Introduction
Pandas is a strong Python library for working with and analyzing knowledge. One operation that you simply may have to carry out when working with knowledge in Pandas is choosing columns primarily based on their string prefix. This may be helpful when you’ve a big DataFrame and also you need to give attention to particular columns that share a typical prefix.
On this Byte, we’ll discover a couple of strategies to realize this, together with making a sequence to pick columns and utilizing DataFrame.loc
.
Choose All Columns Beginning with a Given String
Let’s begin with a easy DataFrame:
import pandas as pd
knowledge = {
'item1': [1, 2, 3],
'item2': [4, 5, 6],
'stuff1': [7, 8, 9],
'stuff2': [10, 11, 12]
}
df = pd.DataFrame(knowledge)
print(df)
Output:
item1 item2 stuff1 stuff2
0 1 4 7 10
1 2 5 8 11
2 3 6 9 12
To pick out columns that begin with ‘merchandise’, you should use checklist comprehension:
selected_columns = [column for column in df.columns if column.startswith('item')]
print(df[selected_columns])
Output:
item1 item2
0 1 4
1 2 5
2 3 6
Making a Sequence to Choose Columns
One other strategy to pick columns primarily based on their string prefix is to create a Sequence object from the DataFrame columns, after which use the str.startswith()

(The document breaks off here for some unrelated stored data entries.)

PR #12, opened 2018-08-07
use incremental subs instead of explicit subs

mojavelinux:
By specifying the attributes substitution, you loose the special characters substitutions, which is crucial for not creating broken HTML.

You almost never want to specify subs explicitly unless you are going to specify all of them. Always start with incremental subs and then get more explicit if necessary.

See https://asciidoctor.org/docs/user-manual/#incremental-substitutions for details.


jamiltz:
Sounds good. Thanks!

mojavelinux:
We'll need to look out for this in sync gateway as well. I'll submit PRs when I come across them.

jamiltz:
Ok - I will do a follow up of all the merged PRs to cherry pick to other branches. And I'll update other instances of `"attributes"` to `attributes+` in the process.

PR #13, opened 2018-08-07
use source-language attribute instead of lang

mojavelinux:
The `lang` attribute is reserved for human language. Use the `source-language` attribute to specify the programming language instead.

Additionally, when you set the source-language attribute, you do not need to specify the language on the source block as it gets inherited automatically.

```
[source]
----
include::{examplesdir}/{snippetsdir}[tags=getting-started]
----
```

See https://asciidoctor.org/docs/user-manual/#applying-source-highlighting for details.


jamiltz:
Ok!

PR #14, opened 2018-08-07
clean up AsciiDoc

mojavelinux:
- simplify table delimiters
- remove unnecessary table attributes
- use list-style table rows
- change standalone images to block images
- replace setext titles with atx titles
- remove explicit number from ordered list items
- remove _attributes.adoc files (we're taking a different approach)


jamiltz:
Thanks!

PR #22, opened 2018-08-09
use tiles layout for samples page

mojavelinux:
- shift all heading levels up by one
- set the page role to tiles, which activates the tiles content layout
- disable sectids to skip toc creation


jamiltz:
Looks great. Thanks!

PR #23, opened 2018-08-10
resolves #11 add missing doctitles and add section titles where needed (master)

### LINKED ISSUE #11: Use level-0 section for page title
@jamiltz Can you update the AsciiDoc pages to use a level-0 section for the page (aka document) title?

```
= Compatibility Matrix
  
The table below summarizes the compatible versions of Couchbase Lite with Sync Gateway.
```

Both Antora and the UI design rely on the document starting with an H1 heading (which is what the page title becomes).

mojavelinux:
- shift all section levels so documents begin with a doctitle

### DIFF
--- a/modules/ROOT/pages/compatibility-matrix.adoc
+++ b/modules/ROOT/pages/compatibility-matrix.adoc
@@ -1,4 +1,4 @@
-== Compatibility Matrix
+= Compatibility Matrix
 
 The table below summarizes the compatible versions of Couchbase Lite with Sync Gateway.
 
--- a/modules/ROOT/pages/csharp.adoc
+++ b/modules/ROOT/pages/csharp.adoc
@@ -1,7 +1,8 @@
-:source-language: csharp
+= C#
 :idprefix:
 :idseparator: -
 :snippetsdir: csharp/Program.cs
+:source-language: csharp
 
 == Getting Started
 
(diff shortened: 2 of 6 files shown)


jamiltz:
I've tried building with the changes from this PR. The TOC has a lot more items because all the h3 are now h2s. I think that having that many items in the nav is actually nice, but perhaps with some indentation between h2s and h3s. That's another topic of discussion though. This PR would also affect the TOC on the [current dev portal](https://developer.couchbase.com/documentation/mobile/2.0/couchbase-lite/swift.html) (it looks for all h2s) so we might have to postpone making this headings change if that's ok. I had not foreseen this output change.

Before

image


After

image

mojavelinux:
The TOC on the new site does not include h3 headings. It's built primarily from h2 headings, as well as h1 in cases where they are used in the flow. So the problem here is not lack of indentation. It's that I didn't realize that h2 headings already used in these documents...so shifting all levels up is not the correct solution in this case. Instead, we just need to introduce the missing doctitle. We can't just sweep this structural problem under the rug. It has to be fixed.

I'll review the PR with a new solution.

mojavelinux:
@jamiltz okay, give it a try now. it should match the behavior of the old site with the addition of the doctitles.

jamiltz:
Yes it does. Thanks!

PR #216, opened 2023-12-04
Make collapse/display templates work in dark mode

BryceStevenWilley:
In dark mode, the display templates still have a light background, causing contrast issues with the text inside, and in general stands out far too much against the page background. This adds CSS to change the `bg-light` class for the collapse and display templates to the dark-mode colors when `data-bs-theme=dark`.

See https://github.com/jhpyle/docassemble/pull/718 for a discussion on a suggested fix for a similar issue, which resulted in the suggested workaround here.

An image of the dark mode display template without this PR:

Screenshot from 2023-12-04 18-46-26

An image of the dark mode display template with this PR:

Screenshot from 2023-12-04 18-45-29

### DIFF
--- a/docassemble/ALToolbox/data/static/collapse_template.css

technique. This technique returns a boolean Sequence the place a True
worth signifies that the column identify begins with the required string.
selected_columns = pd.Sequence(df.columns).str.startswith('merchandise')
print(df.loc[:, selected_columns])
Output:
item1 item2
0 1 4
1 2 5
2 3 6
Utilizing DataFrame.loc to Choose Columns
The DataFrame.loc
technique is primarily label-based, however may additionally be used with a boolean array. The ix
indexer for DataFrame is deprecated now, because it has numerous issues. .loc
will increase a KeyError
when the objects will not be discovered.
Think about the next instance:
selected_columns = df.columns[df.columns.str.startswith('item')]
print(df.loc[:, selected_columns])
Output:
item1 item2
0 1 4
1 2 5
2 3 6
Right here, we first create a boolean array that’s True
for columns beginning with ‘merchandise’. Then, we use this array to pick the corresponding columns from the DataFrame utilizing the .loc
indexer. This technique is extra environment friendly than the earlier ones, particularly for big DataFrames, because it avoids creating an intermediate checklist or Sequence.
Making use of DataFrame.filter() for Column Choice
The filter()
operate in pandas DataFrame gives a versatile and environment friendly option to choose columns primarily based on their names. It’s particularly helpful when coping with giant datasets with many columns.
The filter()
operate permits us to pick columns primarily based on their labels. We will use the like
parameter to specify a string sample that matches the column names. Nevertheless, if we need to choose columns primarily based on a string prefix, we are able to use the regex
parameter.
Here is an instance:
import pandas as pd
# Create a DataFrame
df = pd.DataFrame({
'product_id': [101, 102, 103, 104],
'product_name': ['apple', 'banana', 'cherry', 'date'],
'product_price': [1.2, 0.5, 0.75, 1.3],
'product_weight': [150, 120, 50, 60]
})
# Choose columns that begin with 'product'
df_filtered = df.filter(regex='^product')
print(df_filtered)
This can output:
product_id product_name product_price product_weight
0 101 apple 1.20 150
1 102 banana 0.50 120
2 103 cherry 0.75 50
3 104 date 1.30 60
Within the above code, the ^
image is a daily expression that matches the beginning of a string. Subsequently, '^product'
will match all column names that begin with ‘product’.
Subsequent: The filter()
operate returns a brand new DataFrame that shares the information with the unique DataFrame. So, any modifications to the brand new DataFrame will not have an effect on the unique DataFrame.
Conclusion
On this Byte, we explored alternative ways to pick columns in a pandas DataFrame primarily based on a string prefix. We discovered methods to create a Sequence and use it to pick columns, methods to use the DataFrame.loc
operate, and methods to apply the DataFrame.filter()
operate. In fact, every of those strategies has its personal benefits and use instances. The selection of technique will depend on the particular necessities of your knowledge evaluation activity.